Eucommia | ||||||||||
Classification
Taxonomy
The genus Evcommia is a member of the monotypic family Eucommiaceae of the order Garryales .
| Harry family (according to APG III System) | ||||||||||||
| harry-colored | ||||||||||||
| the only modern look Eucommia | ||||||||||||
| Department of Flowering, or Angiosperms | monotypic family Evcommium | kind Eucommia | ||||||||||
| 44 more orders of flowering plants (according to the APG III System) | ||||||||||||
Modern and extinct species
In the modern era, this genus is monotypic, its only surviving representative is the Eucommia vulgaris , or Eucommia ilmidae ( lat.

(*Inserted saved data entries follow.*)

PR #32071, opened 2025-06-20
core/state: improve the prefetcher concurrency allowance

cskiraly:
Improve the prefetcher concurrency allowance.

Moved to its own PR from #31998, which adds the statistics.

Author: @rjl493456442


cskiraly:
@rjl493456442, is this the formula we want? Isn't setLimit(0) a problem with 1 core?

rjl493456442:
// A limit of zero will prevent any new goroutines from being added.

Yes, SetLimit(0) will be one-thread mode, it's not something we want.

rjl493456442 (approved):

PR #32074, opened 2025-06-21
Advanced tests

juga1980:
test public func
increase coverage

### DIFF
--- a/cmd/clef/README.md
+++ b/cmd/clef/README.md
@@ -150,7 +150,7 @@ All hex encoded values must be prefixed with `0x`.
 
 #### Create new password protected account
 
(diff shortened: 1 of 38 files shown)


MariusVanDerWijden:
These tests look AI generated and created without any purpose. I don't think we should add them. They are not testing much interesting codepaths (most legacy stuff anyway) and they are not well written

juga1980:
> These tests look AI generated and created without any purpose. I don't think we should add them. They are not testing much interesting codepaths (most legacy stuff anyway) and they are not well written

juga1980:
they are not AI written and are output of "go test -coverage". I will try to delete the pull request ...

PR #32084, opened 2025-06-24
core: implement state database

rjl493456442:
This pull request introduces a new structure: stateDatabase, acting as the entrypoint of state data
and provides another layer of abstraction between Merkle and Verkle data.

### DIFF
--- a/core/state_database.go
+++ b/core/state_database.go
@@ -1,0 +1,117 @@
+// Copyright 2025 The go-ethereum Authors
+// This file is part of the go-ethereum library.
+//
+// The go-ethereum library is free software: you can redistribute it and/or modify
+// it under the terms of the GNU Lesser General Public License as published by
+// the Free Software Foundation, either version 3 of the License, or
+// (at your option) any later version.
+//
+// The go-ethereum library is distributed in the hope that it will be useful,
+// but WITHOUT ANY WARRANTY; without even the implied warranty of
+// MERCHANTABILITY or FITNESS FOR A PARTICULAR PURPOSE. See the
+// GNU Lesser General Public License for more details.
+//
+// You should have received a copy of the GNU Lesser General Public License
+// along with the go-ethereum library. If not, see <http://www.gnu.org/licenses/>.
+
+package core
+
+import (
+	"errors"
+
+	"github.com/ethereum/go-ethereum/common"
+	"github.com/ethereum/go-ethereum/common/lru"
+	"github.com/ethereum/go-ethereum/core/rawdb"
+	"github.com/ethereum/go-ethereum/core/state"
+	"github.com/ethereum/go-ethereum/core/state/snapshot"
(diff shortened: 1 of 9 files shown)


core/state_database.go
```diff
@@ -0,0 +1,117 @@
...
+// triedb returns the appropriate trie database based on the given flag.
+func (s *stateDatabase) triedb(isVerkle bool) *triedb.Database {
+	if isVerkle {
+		return s.verkle
+	}
+	return s.merkle
+}
+
+// stateDB returns the appropriate state database based on the given flag.
+func (s *stateDatabase) stateDB(isVerkle bool) *state.CachingDB {
```
gballet, line 73: that should really have another name, we find ourselves calling `statedb.stateDB()` which makes a part of the code that has a ton of confusing names even more confusing because now two things are named the same.

Why not keeping caching database as a name?

core/state_database.go
```diff
@@ -0,0 +1,117 @@
...
+// in either the Merkle or Verkle database.
+func (s *stateDatabase) hasState(root common.Hash) bool {
+	_, err := s.merkle.NodeReader(root)
+	if err == nil {
+		return true
+	}
+	_, err = s.verkle.NodeReader(root)
+	return err == nil
+}
+
```
gballet, line 106: it should be the opposite, verkle primes over merkle, otherwise the transition won't work.

gballet: k, I see that this is just testing whether the state exists, and a same state won't be present in both dbs because they don't have the same hash. I think it's confusing, owing to the transition process, but it makes sense because we don't want to take the slower path until we know it's needed.

triedb/hashdb/database.go
```diff
@@ -612,6 +612,9 @@ func (db *Database) Close() error {
 // NodeReader returns a reader for accessing trie nodes within the specified state.
 // An error will be returned if the specified state is not available.
 func (db *Database) NodeReader(root common.Hash) (database.NodeReader, error) {
+	if root == types.EmptyRootHash {
+		return &reader{db: db}, nil
+	}
```
gballet, line 617: I don't see why this is needed?

core/state_database.go
gballet, line 1: iiuc, the pointers / `TransitionState` should also be managed at this level? But then I still need to have `OpenTrie` knowing which epoch I'm at, to figure out which kind of tree needs to be returned.

core/state_database.go
rjl493456442: exactly

triedb/hashdb/database.go
rjl493456442: Because the root node of empty merkle trie won't be persisted in the database. 

triedb.NodeReader(types.EmptyRootHash) will return nil without this condition.

rjl493456442:
It's outdated, closing it.

PR #32088, opened 2025-06-24
add capacity where appends in for can be easily precalculated for less reallocation

juga1980:
for loops, which fill slices with append, should use capacity for slice(else 0 and reallocations during growing)


core/blockchain.go
```diff
@@ -2211,7 +2211,7 @@ func (bc *BlockChain) insertSideChain(block *types.Block, it *insertIterator, ma
 	}
 	// Import all the pruned blocks to make the state available
 	var (
-		blocks []*types.Block
+		blocks = make([]*types.Block, 0, len(hashes))
```
rjl493456442: it's not correct. If the size of `blocks` exceed 2k, then the held blocks will be inserted and the slice `blocks` will be rotated.

core/rawdb/ancient_utils.go
```diff
@@ -53,6 +53,7 @@ func (info *freezerInfo) size() common.StorageSize {
 
 func inspect(name string, order map[string]freezerTableConfig, reader ethdb.AncientReader) (freezerInfo, error) {
 	info := freezerInfo{name: name}
+	info.sizes = make([]tableSize, 0, len(order))
```
rjl493456442: unnecessary to pre-allocate, the number of freezer instances is very limited

core/rawdb/ancient_utils.go
```diff
@@ -78,7 +79,7 @@ func inspect(name string, order map[string]freezerTableConfig, reader ethdb.Anci
 
 // inspectFreezers inspects all freezers registered in the system.
 func inspectFreezers(db ethdb.Database) ([]freezerInfo, error) {
-	var infos []freezerInfo
+	var infos []freezerInfo = make([]freezerInfo, 0, len(freezers))
```
rjl493456442: unnecessary to pre-allocate, the number of freezer instances is very limited

core/vm/eips.go
```diff
@@ -60,7 +60,7 @@ func ValidEip(eipNum int) bool {
 	return ok
 }
 func ActivateableEips() []string {
-	var nums []string
+	nums := make([]string, 0, len(activators))
```
rjl493456442: unnecessary to pre-allocate, the number of EIPs is very limited

core/vm/interpreter.go
```diff
@@ -136,11 +136,12 @@ func NewEVMInterpreter(evm *EVM) *EVMInterpreter {
 	default:
 		table = &frontierInstructionSet
 	}
-	var extraEips []int
+	extraEips := make([]int, 0, len(evm.Config.ExtraEips))
```
rjl493456442: unnecessary to pre-allocate, the number of EIPs is very limited

juga1980: reverted

core/vm/eips.go
juga1980: reverted

core/rawdb/ancient_utils.go
juga1980: reverted

core/rawdb/ancient_utils.go
juga1980: reverted

core/blockchain.go
juga1980: reverted. It focused on the first loop to fit that.

juga1980:
because there are no two acceptance, closed

PR #32089, opened 2025-06-24
node: do not double-wrap KV stores

omerfirmak:
For no apparent reason, KV stores were getting wrapped in `nofreezedb` first and then in `freezerdb`.

### DIFF
--- a/node/database.go
+++ b/node/database.go
@@ -109,7 +109,7 @@ func newLevelDBDatabase(file string, cache int, handles int, namespace string, r
 		return nil, err
 	}
 	log.Info("Using LevelDB as the backing database")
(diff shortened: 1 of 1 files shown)


rjl493456442 (approved):
SGTM.

In theory, we can open either LevelDB or PebbleDB directly as the `ethdb.Database`. However, looks like this feature is not used
and these two functions are only called in `openKeyValueDatabase`.

I guess it's fine to remove the wrapper.

rjl493456442:
Before this PR https://github.com/ethereum/go-ethereum/pull/31604/files, it's technical possible to open the PebbleDB or LevelDB with freezer disabled. This property has been removed since that.

I think it makes sense to remove the wrapper then.

PR #32097, opened 2025-06-26
triedb/pathdb: fix journal resolution in pathdb

rjl493456442:
This pull request fixes a flaw in the PBSS state iterator, which could return empty 
account or storage data.

In PBSS, multiple in-memory diff layers and a write buffer are maintained. These 
layers are persisted to the database and reloaded after node restarts. However, 
since the state data is encoded using RLP, the distinction between nil and an empty 
byte slice is lost during the encode/decode process. As a result, invalid state values 
such as `[]byte{}` can appear in PBSS and ultimately be returned by the state iterator.

Checkout https://github.com/ethereum/go-ethereum/blob/master/triedb/pathdb/iterator_fast.go#L270
for more iterator details.

It's a long-term existent issue and now be activated since the snapshot integration.
The error `err="range contains deletion"` will occur when Geth tries to serve other
peers with SNAP protocol request.

### DIFF
--- a/triedb/pathdb/iterator_test.go
+++ b/triedb/pathdb/iterator_test.go
@@ -816,7 +816,8 @@ func testAccountIteratorDeletions(t *testing.T, newIterator func(db *Database, r
 	config := &Config{
 		NoAsyncGeneration: true,
 	}
-	db := New(rawdb.NewMemoryDatabase(), config, false)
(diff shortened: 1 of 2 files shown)


MariusVanDerWijden (approved):
SGTM

PR #33057, opened 2025-10-30
internal/ethapi: drop redundant big.Int multiplications in tests

DotFunGuy:
replace new(big.Int).Mul(big.NewInt(1), big.NewInt(params.Ether)) with big.NewInt(params.Ether) when creating OverrideAccount balances in internal/ethapi/api_test.go
removes an unnecessary allocation + multiplication by 1 while keeping identical semantics for the state override helpers


rjl493456442:
It's fine.

PR #33059, opened 2025-10-30
cmd/flags: enable setting network id for dev net

asaf740:
For testing purposes, it is sometime useful to have multiple chains, each one with its own chain id.


asaf740:
@lightclient  - can you please review?

fjl:
The network ID is just used for p2p networking. But p2p networking is disabled in `--dev` mode. So this change seems not useful.

PR #33062, opened 2025-10-31
refactor: centralize 0x prefix detection in hexutil

prestoalvarez:
## Description
- expose `hexutil.Has0xPrefix` and reuse it across common helpers to drop duplicated logic  
- keep all hex prefix validation flowing through one well-tested utility


rjl493456442:

PR #33066, opened 2025-10-31
core/types: Return error in `ToV1` when the sidecar version is not supported

kevaundray:


rjl493456442:
Do you expect we will have sidecar v2, v3 in the near future?

kevaundray:
> Do you expect we will have sidecar v2, v3 in the near future?

I don't know to be honest -- would you prefer to wait until we know more about this before accepting a PR like this?

PR #33068, opened 2025-10-31
common: avoid allocation in isHex by iterating string bytes directly

radik878:
Replace range-over-[]byte with index-based iteration over the string in isHex to avoid the string→[]byte conversion and its allocation.
Preserves behavior (ASCII hex check, odd-length rejection).
Aligns with hexutil validation style and optimizes a path used by IsHexAddress.


rjl493456442:
We view this change as non-essential and would prefer to prioritize improvements with clearer impact

PR #33070, opened 2025-11-01
ethclient: fix variable shadowing in `FeeHistory()` loop

wit765:
Avoid reusing variable name `r` in nested loop inside FeeHistory.The inner loop variable is renamed to `v` to prevent shadowing and improve readability


rjl493456442:

PR #33071, opened 2025-11-01
cmd: fix staticcheck warnings QF1012

wit765:
This change replaces `WriteString(fmt.Sprintf(...))` with `fmt.Fprintf` to simplifythe code and avoid unnecessary string allocation.


rjl493456442:

PR #33072, opened 2025-11-01
metrics: stop leaking ticker in LogScaled

maradini77:
## Summary
- replace time.Tick with a scoped time.NewTicker in LogScaled
- ensure metric logging releases its timer resources when the loop exits

### DIFF
--- a/metrics/log.go
+++ b/metrics/log.go
@@ -18,7 +18,10 @@ func LogScaled(r Registry, freq time.Duration, scale time.Duration, l Logger) {
 	du := float64(scale)
 	duSuffix := scale.String()[1:]
 
-	for range time.Tick(freq) {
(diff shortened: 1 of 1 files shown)


metrics/log.go
```diff
@@ -18,7 +18,10 @@ func LogScaled(r Registry, freq time.Duration, scale time.Duration, l Logger) {
 	du := float64(scale)
 	duSuffix := scale.String()[1:]
 
-	for range time.Tick(freq) {
+	ticker := time.NewTicker(freq)
```
rjl493456442, line 21: // The Stop method is no longer necessary to help the garbage collector.
// There is no longer any reason to prefer NewTicker when Tick will do.

PR #33074, opened 2025-11-02
all: use `slices.Sort()` to sort strings

wit765:
replace `sort.Strings()` with `slices.Sort()`


fjl:
`sort.Strings` works.

PR #33075, opened 2025-11-02
Improvement: handle byte conversion

lucia-w:
- Use BytesToHash to handle the byte conversion

### DIFF
--- a/crypto/keccak_ziren.go
+++ b/crypto/keccak_ziren.go
@@ -118,5 +118,5 @@ func Keccak256(data ...[]byte) []byte {
 
 // Keccak256Hash calculates and returns the Keccak256 hash as a Hash using the Ziren zkvm_runtime implementation.
 func Keccak256Hash(data ...[]byte) common.Hash {
-	return common.Hash(Keccak256(data...))
+	return common.BytesToHash(Keccak256(data...))
 }


fjl:
Please explain

crypto/keccak_ziren.go
```diff
@@ -118,5 +118,5 @@ func Keccak256(data ...[]byte) []byte {
 
 // Keccak256Hash calculates and returns the Keccak256 hash as a Hash using the Ziren zkvm_runtime implementation.
 func Keccak256Hash(data ...[]byte) common.Hash {
-	return common.Hash(Keccak256(data...))
```
rjl493456442, line 121: I think it makes sense, we can't directly convert the byte slice to byte array by `common.Hash(slice)`

```go
func TestXX(t *testing.T) {
	xx := []byte{0x1, 0x2, 0x3, 0x4, 0x5, 0x6, 0x7, 0x8}
	fmt.Println(common.Hash(xx))
}
```

Compiler reports something 

```
panic: runtime error: cannot convert slice with length 8 to array or pointer to array with length 32

```

fjl: But the returned slice has length 32, and it can be converted.

rjl493456442:
```go
func Keccak256(data []byte) [32]byte {
    ....
}
```

The implementation in `"github.com/ProjectZKM/Ziren/crates/go-runtime/zkvm_runtime"` returns 32 bytes array.

So yeah, we can directly convert it.

PR #33969, opened 2026-03-06
beacon/engine, rpc: optimize JSON encoding for large blob payloads

### LINKED ISSUE #33814: BatchResponseMaxSize does not account for error responses in batch handling

jrhea:
Adds a fast path for ExecutionPayloadEnvelope and BlobAndProofListV* that bypasses encoding/json's reflection and re-validation, which are expensive for large payloads with many blobs. Also hand-rolls the jsonrpcMessage wire encoding in the RPC codec to avoid a second re-validation pass when writing responses to the connection.

Results for `engine.GetPayload()` with 72 blobs: 
```
| Config                            | Time   | Memory | Allocs |
|-----------------------------------|--------|--------|--------|
| json.Marshal                      | 114.8ms| 99 MB  | 18,890 |
| handrolled EPE                    | 53.6ms | 23 MB  | 9,464  |
| handrolled EPE + hand-rolled wire | 5.7ms  | 41 MB  | 9,465  |
```

Results for `engine.GetBlobs()` with 72 blobs:

```
| Config                              | Time    | Memory | Allocs |
|-------------------------------------|---------|--------|--------|
| json.Marshal                        | 20.0 ms | 140 MB | 20,192 |
| handrolled BAPL + hand-rolled wire  | 6.9 ms  | 83 MB  | 10,881 |
```

resolves #33814


rpc/json.go
```diff
@@ -216,11 +231,62 @@ func NewCodec(conn Conn) ServerCodec {
...
+	return err
+}
+
+// appendQuotedString appends a JSON-quoted string to buf.
+func appendQuotedString(buf []byte, s string) []byte {
+	buf = append(buf, '"')
+	for _, c := range s {
+		switch c {
+		case '"', '\\':
+			buf = append(buf, '\\', byte(c))
```
fjl: It has a few more characters that should be quoted. Control characters are especially important.

rpc/json.go
```diff
@@ -216,11 +231,62 @@ func NewCodec(conn Conn) ServerCodec {
 	dec.UseNumber()
 
 	encode := func(v interface{}, isErrorResponse bool) error {
+		if msg, ok := v.(*jsonrpcMessage); ok {
+			return writeMessage(conn, msg)
+		}
```
fjl: I'd like to see the codec being rewritten to have write methods that take `*jsonrpcMessage` and `[]*jsonrpcMessage` (for batch). That's all we ever encode anyway.

rpc/json.go
jrhea: i'll take a look at Go's json package and adopt what they did

fjl:
I still think it's a bit messy.

We need functions that can efficiently encode `*jsonrpcMessage` and `[]*jsonrpcMessage` into a bytes buffer. You basically have this, but it's somehow intertwined with writing to an `io.Writer` and there is no batch support.

The `ServerCodec` interface is implemented for every transport, but it's a bit strange because the encoding functionality is based on passing `any`. You have updated it here to have two methods, one for single messages, and one for batch. It's a good direction, but I think all transports should use the accelerated encoding functions. By doing this, the RPC client will also benefit from the speedup.

For encoding the result payload, you are now calling `MarshalJSON` directly. I think this warrants a comment explaining that we do this to avoid the escaping done by `json.Marshal`.

For the error values, you added the method `jsonErr`, which should probably be called `decodeError` since it decodes the error from the raw value.

fjl:
Sorry I've been taking a while to review this. The main reason why it's taking me so long is because I've been thinking how the marshaling code could be improved. The problem is, we have to modify that code all the time, and the way it's implemented is just very brittle and annoying.

jrhea:
> Sorry I've been taking a while to review this. The main reason why it's taking me so long is because I've been thinking how the marshaling code could be improved. The problem is, we have to modify that code all the time, and the way it's implemented is just very brittle and annoying.

i didn't realize these structs were frequently modified when i implemented this. i agree it is not ideal.  We could switch to Go's json/v2. It will provide some improvement on its own, but it is currently experimental.

fjl (approved):

fjl:
I approved it, but I also think we should put this on a node with a real CL attached for a while, to catch any regressions.

fjl:
Also will create a tagged release on github.com/fjl/jsonw and then reference that version here.

jrhea:
Here are the results of the benchmark after your changes @fjl. the slowdown do to the removal of the code that preallocates the buffer is minor

| Bench                 |  jonny                            | felix                              |
|-----------------------|----------------------------------|------------------------------------|
| GetPayloadV5WithBlobs |  5.7 ms / 41 MB / 9,465 allocs    | 12 ms / 146 MB / 13,518 allocs     |
| GetBlobsV3            |  6.9 ms / 83 MB / 10,881 allocs   | 10 ms / 163 MB / 10,770 allocs     |

fjl:
I still think we could add it back later. It was just so much code... Anyway I have pushed a stable release over at jsonw, so this change should be good now.

PR #33970, opened 2026-03-06
core/txpool: guard nil head subscription

apetro2:
`txpool.loop` assumed `SubscribeChainHeadEvent` always returns a valid subscription and unconditionally deferred `Unsubscribe()`.

  That assumption is unsafe: `SubscriptionScope.Track` may return `nil` after the blockchain scope is closed, and `txpool.loop` starts in a goroutine, so a shutdown race can hit this path.

  This PR adds a nil guard before deferring `Unsubscribe()`. It keeps normal behavior unchanged and prevents a panic in the race window.

  A focused test (`TestTxPoolLoopNilHeadSubscription`) was added to exercise the nil-subscription case, and `go test ./core/txpool` passes (including repeated runs of the new test).


apetro2:
flaky

rjl493456442:
Can you show us an occurrence that the Unsubscribe will panic due to the nil sub?

fjl:
This issue should be fixed by creating the subscription in the constructor function of TxPool.

apetro2:
> This issue should be fixed by creating the subscription in the constructor function of TxPool.

Fixed — the subscription is now created in the TxPool constructor.

apetro2:
> Can you show us an occurrence that the Unsubscribe will panic due to the nil sub?

Added an example scenario where Unsubscribe() can be called before the subscription is initialized, which would panic on a nil sub.

Alanmrc981:
Boooooooriiiiiiing

pet, 15. svi 2026. 16:20 Andrei Petrov ***@***.***> je
napisao:

Alanmrc981:
Booooooriiiiiiiiing

pet, 15. svi 2026. 16:20 Andrei Petrov ***@***.***> je
napisao:

fjl:
This was fixed by #35048

PR #33974, opened 2026-03-09
use NOMT-style for binary tree

weiihann:
[NOMT](https://www.rob.tech/blog/introducing-nomt/)


weiihann:
ah crap it's not meant to be PR

PR #33982, opened 2026-03-10
core/txpool/legacypool: fix replacement totalcost overflow ordering

gzliudan:
list.Add previously added the new transaction cost to totalcost before subtracting the replaced transaction cost.

That ordering can reject valid replacements when the intermediate sum overflows uint256, even though the post-replacement total would be in range.

Compute totals from a post-replacement base (subtract old cost first, then AddOverflow the new cost) and add a regression test covering this edge case.


rjl493456442:
It's unnecessary. The total cost overflow is something unexpected and it's fine to reject this replacement just in case.

PR #33983, opened 2026-03-10
core,miner: clean up miner and BAL config changes

jwasinger:
I held off from pushing these changes directly to `upstream/bal-devnet-3` because I know there are some 8037-related changes in the works and because of this, we do not interop in a local devnet currently, so the miner changes here can't yet be verified.

The changes:

* removes logic from the miner which would factor the BAL size into the calculation of payload size
* cleanup code related to configuring the BAL execution preset (`--bal.executionmode`)
* add `Clear` method to the `state.StateReaderTracker`.  Use this to simplify the logic for constructing payloads which contain BALs.


jwasinger:
Merged this into `bal-devnet-3`

PR #33987, opened 2026-03-11
core/vm: split stateless and stateful gas costs

MariusVanDerWijden:
This pulls out a change necessary for BALs that makes rebasing the 8037 changes painful.
Merging this into master makes it easier to build more stuff on top.

Co-authored-by: Jared Wasinger <j-wasinger@hotmail.com>

### DIFF
--- a/core/vm/operations_acl.go
+++ b/core/vm/operations_acl.go
@@ -165,6 +165,12 @@ func makeCallVariantGasCall(oldCalculatorStateful, oldCalculatorStateless gasFun
 			err        error
 		)
 
+		// Compute stateless gas (memory expansion, value transfer)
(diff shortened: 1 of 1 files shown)


rjl493456442:
https://github.com/ethereum/go-ethereum/pull/33648

Btw, there is another open PR for the "same" purpose? I guess yours contains more changes.

jwasinger:
Yeah, I think https://github.com/ethereum/go-ethereum/pull/33648 covers the same purpose as these changes: making the call gas handling logic comply with 7928 wrt the order in which the state lookup happens as part of the checks.  Looks like 33648 was itself refactored a while ago and those changes didn't get ported to the devnet changes.

Let me double check what the exact differences are between this PR and the other branch, and then open a PR to port the changes of the other branch into devnet 3.

lightclient:
closing in favor of #33648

Eucommia ulmoides ), grown in China and cultivated in almost all countries of the Northern Hemisphere with a mild subtropical and moderately warm climate .
Several other types of eucommia are described by fossils:
- † Eucommia constans
- † Eucommia eocenica
- † Eucommia jeffersonensis
- † Eucommia montana - Eucommia Mountain
- † Eucommia rolandii
Notes
- ↑ For the conventionality of specifying the class of dicotyledons as a superior taxon for the plant group described in this article, see the APG Systems section of the Dicotyledonous article .
- ↑ Blinova K.F. et al. Botanical-Pharmacognostic Dictionary: Ref. allowance / Ed. K.F. Blinova, G.P. Yakovleva. - M .: Higher. school, 1990. - S. 195. - ISBN 5-06-000085-0 .
- ↑ 1 2 Blinova K.F. et al. Botanical-Pharmacognostic Dictionary: Ref. allowance / Ed. K.F. Blinova, G.P. Yakovleva. - M .: Higher. school, 1990. - S. 262. - ISBN 5-06-000085-0 .
Literature
- Zhilin S.G. Family of eucommia (Eucommiaceae) // Plant Life: 6 vol. T. 5. Part 1. Flowering plants / ed. A. L. Takhtadzhyana . - M.: Education, 1980. - S. 254—259.
- Family 20. Eucommia - Eucommiaceae // Trees and shrubs of the USSR. Wild, cultivated and promising for introduction. / Ed. volumes S. Ya. Sokolov . - M. - L .: Publishing House of the Academy of Sciences of the USSR , 1954. - T. III. Angiosperms. Trochodendron families - Rosaceae. - S. 14-19. - 872 s. - 3000 copies.
- Muravyova D.A. Pharmacognosy: - M .; Medicine, 1978, 656 p., With silt.